Issue #208, opened 2025-04-14
Resolve performance issue with torch loader & new inference code


jder:
When we have the new torch loader on, dask is off and so when we load the labels for long rollouts, it does so sequentially which takes a long time. https://openathena.slack.com/archives/C08CYM42DT3/p1744383970262879?thread_ts=1744304306.945759&cid=C08CYM42DT3

jder:
@alxmrs I was thinking of stealing this from you since I know you're pretty busy this week. Do you have thoughts about how to fix this, in particular the comment in #211 says that it should make this trivial but I'm not sure what you had in mind.

alxmrs:
I would love for you to seal this from me! I was thinking for the inference code portion, we would turn dask on when calling `from_config`.

jder:
Did some digging into this. I think the issue is that the torch loader appears to be using about 2x the (CPU) memory as the eager loader, which was causing the runs discussed in that thread to OOM. (FYI @suryadheeshjith). I would guess this is easily resolvable but not "trivial" anymore :)

alxmrs:
My mistake! I don't have too much context into this issue, but I was hoping it could be solved by turning on/off dask. At least that is an easier thing to do.

Issue #190, opened 2025-04-09
Refactor train and eval files - prevent rewriting setup


suryadheeshjith:

jder:
@alxmrs was planning to take this so assigning to him

alxmrs:
Thanks! That's right.

alxmrs:
This should be closed with #211 (and the subsequent DataContainer feature). Closing.

PR #175, opened 2025-04-04
[Ugly draft] Lazy loader can work with compact input data.

alxmrs:
Fixes #120.

PR #211, opened 2025-04-15
Introducing `DataSource` to train and eval scripts.

### LINKED ISSUE #218: Data Class to combine various sources of data and their statistics
- This would be useful when we want to train on multiple datasets - ex. OM4, CM4, etc
- Each data sample must have their associated data, mean and standard deviation

alxmrs:
This makes progress towards #190. Specifically, this PR argues that the three Xarray datasets (data, means, stds) are actually part of the same concern, one that is fundamentally related to normalization. I anticipate that this affordance will make it easier to modify core aspects to the data loader in the future. In particular, the addition of the `DataSource.filter()` method should provide a single entry point to add data compaction support -- see #215 (initially prototyped in #175). In addition, this change should make #208 trivial to implement.

Fixes #218.

### DIFF
--- a/src/ocean_emulators/datasets.py
+++ b/src/ocean_emulators/datasets.py
@@ -1,3 +1,4 @@
+import dataclasses
 import logging
 from typing import Any
 
@@ -20,7 +21,7 @@ from ocean_emulators.constants import (
     PrognosticMask,
     PrognosticVarNames,
 )
-from ocean_emulators.utils.data import Normalize
+from ocean_emulators.utils.data import Normalize, DataSource, to_tensor, normalize, normalize_tensor
 from ocean_emulators.utils.device import get_device, using_gpu
 
 
@@ -40,7 +41,7 @@ class InferenceDataset(Dataset):
 
     def __init__(
         self,
-        data,
+        src: DataSource,
         prognostic_var_names,
         boundary_var_names,
         wet,
@@ -52,10 +53,14 @@ class InferenceDataset(Dataset):
         self.device = get_device()
 
         self.hist = hist
+        self.src = src
+        data = src.data
 
         self.num_prognostic_channels = (hist + 1) * len(prognostic_var_names)
-        self._prognostic_vars = data[prognostic_var_names]
-        self._boundary_vars = data[boundary_var_names]
+        self._prog_src = src.filter(prognostic_var_names)
+        self._bound_src = src.filter(boundary_var_names)
+        self._prognostic_vars = self._prog_src.data
+        self._boundary_vars = self._bound_src.data
         self._times = data.time
 
         time_indices = np.arange(data.time.size)
@@ -85,8 +90,8 @@ class InferenceDataset(Dataset):
                 )
             )
 
-        self.wet = wet.bool()
-        self.wet_surface = wet_surface.bool()
+        self.wet: torch.Tensor = wet.bool()
+        self.wet_surface: torch.Tensor = wet_surface.bool()
         self.size = len(self.rolling_indices)
 
         if using_gpu():
@@ -169,9 +174,8 @@ class InferenceDataset(Dataset):
         data_in_ds: xr.Dataset = self._prognostic_vars.isel(time=x_index).isel(
             time=slice(None, self.hist + 1)
         )
-        data_in_ds = Normalize.get_instance().normalize_prognostic(
-            data_in_ds
-        )  # TODO: Weird error when I get_instance in init
+        src_in = dataclasses.replace(self._prog_src, data=data_in_ds)
+        data_in_ds = normalize(src_in)
         data_in_np: np.ndarray = (
             data_in_ds.to_array()
             .transpose("window_dim", "time", "variable", "lat", "lon")
@@ -195,9 +199,8 @@ class InferenceDataset(Dataset):
         data_in_boundary_ds: xr.Dataset = self._boundary_vars.isel(time=x_index).isel(
             time=self.hist
         )
-        data_in_boundary_ds = Normalize.get_instance().normalize_boundary(
-            data_in_boundary_ds
-        )
+        src_in_boundary = dataclasses.replace(self._bound_src, data=data_in_boundary_ds)
+        data_in_boundary_ds = normalize(src_in_boundary)
         data_in_boundary_np: np.ndarray = (
             data_in_boundary_ds.to_array()
             .transpose("window_dim", "variable", "lat", "lon")
@@ -211,7 +214,8 @@ class InferenceDataset(Dataset):
         label_ds: xr.Dataset = self._prognostic_vars.isel(time=x_index).isel(
             time=slice(self.hist + 1, None)
         )
-        label_ds = Normalize.get_instance().normalize_prognostic(label_ds)
+        src_label = dataclasses.replace(self._prog_src, data=label_ds)
+        label_ds = normalize(src_label)
         label_np: np.ndarray = (
             label_ds.to_array()
             .transpose("window_dim", "time", "variable", "lat", "lon")
@@ -305,7 +309,7 @@ class TrainDataset(Dataset):
 
     def __init__(
         self,
-        data: xr.Dataset,
+        src: DataSource,
         prognostic_var_names: PrognosticVarNames,
         boundary_var_names: BoundaryVarNames,
         wet: PrognosticMask,
@@ -320,10 +324,11 @@ class TrainDataset(Dataset):
         self.hist: int = hist
         self.steps: int = steps
         self.stride: int = stride
+        data = src.data
+        self._prog_src = src.filter(prognostic_var_names)
+        self._bound_src = src.filter(boundary_var_names)
 
         self.num_prognostic_channels: int = (hist + 1) * len(prognostic_var_names)
-        self._prognostic_vars: xr.Dataset = data[prognostic_var_names]
-        self._boundary_vars: xr.Dataset = data[boundary_var_names]
 
         # This class will be used only for training
         total_steps: int = 2 * self.hist + 2
@@ -359,10 +364,8 @@ class TrainDataset(Dataset):
         # Normalize
         logging.info("Normalizing inputs")
         self.normalize = Normalize.get_instance()
-        self._prognostic_vars = self.normalize.normalize_prognostic(
-            self._prognostic_vars
-        )
-        self._boundary_vars = self.normalize.normalize_boundary(self._boundary_vars)
+        self._prognostic_vars = normalize(self._prog_src)
+        self._boundary_vars = normalize(self._bound_src)
 
     def __len__(self) -> int:
         return self.size
@@ -490,7 +493,7 @@ class TorchTrainDataset(Dataset):
 
     def __init__(
         self,
-        data: xr.Dataset,
+        src: DataSource,
         prognostic_var_names: PrognosticVarNames,
         boundary_var_names: BoundaryVarNames,
         wet: PrognosticMask,
@@ -507,8 +510,16 @@ class TorchTrainDataset(Dataset):
         self.stride: int = stride
 
         self.num_prognostic_channels: int = (hist + 1) * len(prognostic_var_names)
-        self._prognostic_vars: xr.Dataset = data[prognostic_var_names]
-        self._boundary_vars: xr.Dataset = data[boundary_var_names]
+        self.src = src
+        data = src.data
+        self._prog_src = src.filter(prognostic_var_names)
+        self._bound_src = src.filter(boundary_var_names)
+        self._prognostic_vars: xr.Dataset = self._prog_src.data
+        self._boundary_vars: xr.Dataset = self._bound_src.data
+
+        # cache tensors for faster access during training.
+        to_tensor(self._prog_src, device=self.device)
+        to_tensor(self._bound_src, device=self.device)
 
         # This class will be used only for training and validation
         total_steps: int = 2 * self.hist + 2
@@ -581,15 +592,21 @@ class TorchTrainDataset(Dataset):
         prognostic_all: Float[torch.Tensor, "step variable time lat lon"],
         boundary: Float[torch.Tensor, "step variable lat lon"],
     ) -> tuple[Input, Prognostic]:
-        normalize = Normalize.get_instance()
-
         # grab past steps and prep for model
         input_ = self._prep_prognostic_steps(
             prognostic_all[:, :, : self.hist + 1, :, :]
         )
 
         # add in boundary to final input
-        boundary = normalize.normalize_tensor_boundary(boundary).float()
+        _, boundary_means, boundary_stds = to_tensor(
+            self._bound_src, device=self.device
+        )
+        boundary = normalize_tensor(
+            boundary,
+            boundary_means.reshape([-1, 1, 1]),
+            boundary_stds.reshape([-1, 1, 1]),
+        ).float()
+
         boundary = torch.where(self.wet_surface, boundary, 0.0)
         total_input = torch.cat((input_, boundary), dim=1)  # dim=1 -> variables
 
@@ -600,7 +617,6 @@ class TorchTrainDataset(Dataset):
     def _prep_prognostic_steps(
         self, prognostic_steps: Float[torch.Tensor, "step variable time lat lon"]
     ) -> Input:
-        normalize = Normalize.get_instance()
         # Time needs to be before step for normalization to work (even though it would
         # make more sense for `step` to the be first dimension). Don't worry: we fix
         # this later.
@@ -609,9 +625,13 @@ class TorchTrainDataset(Dataset):
             "step variable time lat lon -> time step variable lat lon",
         )
 
+        _, prog_means, prog_stds = to_tensor(self._prog_src, device=self.device)
+
         # normalize expects variables in third dimension
-        prognostic_steps = normalize.normalize_tensor_prognostic(
-            prognostic_steps
+        prognostic_steps = normalize_tensor(
+            prognostic_steps,
+            prog_means.reshape([1, -1, 1, 1]),
+            prog_stds.reshape([1, -1, 1, 1]),
         ).float()
 
         # flatten time and variable dimensions into a set of channels for model
--- a/src/ocean_emulators/datasets.py
+++ b/src/ocean_emulators/datasets.py
@@ -52,13 +52,11 @@ class InferenceDataset(Dataset):
         self.device = get_device()
 
         self.hist = hist
-        data = src.data
 
         self.num_prognostic_channels = (hist + 1) * len(prognostic_var_names)
+        data = src.data
         self._prognostic_src = src.filter(prognostic_var_names)
         self._boundary_src = src.filter(boundary_var_names)
-        self._prognostic_vars = self._prognostic_src.data
-        self._boundary_vars = self._boundary_src.data
         self._times = data.time
 
         time_indices = np.arange(data.time.size)
@@ -169,10 +167,10 @@ class InferenceDataset(Dataset):
         return x_index
 
     def _get_prognostic(self, x_index):
-        data_in_ds: xr.Dataset = self._prognostic_vars.isel(time=x_index).isel(
-            time=slice(None, self.hist + 1)
+        data_in_src = self._prognostic_src.map_data(
+            lambda ds: ds.isel(time=x_index).isel(time=slice(None, self.hist + 1))
         )
-        data_in_ds = self._prognostic_src.normalize(data_in_ds)
+        data_in_ds = data_in_src.normalize()
         data_in_np: np.ndarray = (
             data_in_ds.to_array()
             .transpose("window_dim", "time", "variable", "lat", "lon")
@@ -193,10 +191,10 @@ class InferenceDataset(Dataset):
         With hist > 0, the boundary condition considered is always the last step of
         the input.
         """
-        data_in_boundary_ds: xr.Dataset = self._boundary_vars.isel(time=x_index).isel(
-            time=self.hist
+        data_in_boundary_src = self._boundary_src.map_data(
+            lambda ds: ds.isel(time=x_index).isel(time=self.hist)
         )
-        data_in_boundary_ds = self._boundary_src.normalize(data_in_boundary_ds)
+        data_in_boundary_ds = data_in_boundary_src.normalize()
         data_in_boundary_np: np.ndarray = (
             data_in_boundary_ds.to_array()
             .transpose("window_dim", "variable", "lat", "lon")
@@ -207,10 +205,10 @@ class InferenceDataset(Dataset):
         return data_in_boundary
 
     def _get_label(self, x_index):
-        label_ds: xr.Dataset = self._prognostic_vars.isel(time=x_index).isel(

--------------------------------------------------

◆ **Task statement**:
Using the material above, transcribe exactly the lines from the line with "-490,7 +493,7 @@" to the line with "# add in boundary to final input"; both count, and nothing else goes in.

◆ **Your solution**:
@@ -490,7 +493,7 @@ class TorchTrainDataset(Dataset):
 
     def __init__(
         self,
-        data: xr.Dataset,
+        src: DataSource,
         prognostic_var_names: PrognosticVarNames,
         boundary_var_names: BoundaryVarNames,
         wet: PrognosticMask,
@@ -507,8 +510,16 @@ class TorchTrainDataset(Dataset):
         self.stride: int = stride
 
         self.num_prognostic_channels: int = (hist + 1) * len(prognostic_var_names)
-        self._prognostic_vars: xr.Dataset = data[prognostic_var_names]
-        self._boundary_vars: xr.Dataset = data[boundary_var_names]
+        self.src = src
+        data = src.data
+        self._prog_src = src.filter(prognostic_var_names)
+        self._bound_src = src.filter(boundary_var_names)
+        self._prognostic_vars: xr.Dataset = self._prog_src.data
+        self._boundary_vars: xr.Dataset = self._bound_src.data
+
+        # cache tensors for faster access during training.
+        to_tensor(self._prog_src, device=self.device)
+        to_tensor(self._bound_src, device=self.device)
 
         # This class will be used only for training and validation
         total_steps: int = 2 * self.hist + 2
@@ -581,15 +592,21 @@ class TorchTrainDataset(Dataset):
         prognostic_all: Float[torch.Tensor, "step variable time lat lon"],
         boundary: Float[torch.Tensor, "step variable lat lon"],
     ) -> tuple[Input, Prognostic]:
-        normalize = Normalize.get_instance()
-
         # grab past steps and prep for model
         input_ = self._prep_prognostic_steps(
             prognostic_all[:, :, : self.hist + 1, :, :]
         )
 
         # add in boundary to final input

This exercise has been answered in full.